◆ Exercise data
PR #2860, opened 2025-03-07
Fix: load INSTANCE_TYPE variable as machine type for cluster creation

ritmun:
This variable is passed from jenkins parameterized job and should be loaded to take effect

https://github.com/openshift/osde2e/blob/173723722a7da39d78f56c58b3272865429ad0aa/scripts/parameterized-job.sh#L19


jbpratt (approved):

YiqinZhang (commented):
/lgtm

PR #2910, opened 2025-04-01
misc: drop alert pkg/cmd

jbpratt:
it is unused, lets drop it!


jbpratt:
/override "Red Hat Konflux / osde2e-test-suites-enterprise-contract / fedramp" "Red Hat Konflux / osde2e-test-suites-enterprise-contract / sdn-migration"

PR #2973, opened 2025-06-25
SDCICD-1594: assets: remove unused files

jbpratt:
these are unused and should be removed


jbpratt:
> Could you double check if assets/terraform/setup-vpc.tf is being used by hypershift runs?

Yep, I doubled checked! https://github.com/openshift/osde2e-common/blob/4501a65fd98ff45726bffc4e1e5032ab5be87dc1/pkg/openshift/rosa/assets/setup-hcp-vpc.tf#L4 The file in this repo isn't used anywhere in the repository https://github.com/search?q=repo%3Aopenshift%2Fosde2e%20setup-vpc.tf%20&type=code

◆ Exercise
For each record above, output it exactly as written.

◆ Exercise response
PR #2860, opened 2025-03-07
Fix: load INSTANCE_TYPE variable as machine type for cluster creation

ritmun:
This variable is passed from jenkins parameterized job and should be loaded to take effect

https://github.com/openshift/osde2e/blob/173723722a7da39d78f56c58b3272865429ad0aa/scripts/parameterized-job.sh#L19


jbpratt (approved):

YiqinZhang (commented):
/lgtm

PR #2910, opened 2025-04-01
misc: drop alert pkg/cmd

jbpratt:
it is unused, lets drop it!


jbpratt:
/override "Red Hat Konflux / osde2e-test-suites-enterprise-contract / fedramp" "Red Hat Konflux / osde2e-test-suites-enterprise-contract / sdn-migration"

PR #2973, opened 2025-06-25
SDCICD-1594: assets: remove unused files

jbpratt:
these are unused and should be removed


jbpratt:
> Could you double check if assets/terraform/setup-vpc.tf is being used by hypershift runs?

Yep, I doubled checked! https://github.com/openshift/osde2e-common/blob/4501a65fd98ff45726bffc4e1e5032ab5be87dc1/pkg/openshift/rosa/assets/setup-hcp-vpc.tf#L4 The file in this repo isn't used anywhere in the repository https://github.com/search?q=repo%3Aopenshift%2Fosde2e%20setup-vpc.tf%20&type=code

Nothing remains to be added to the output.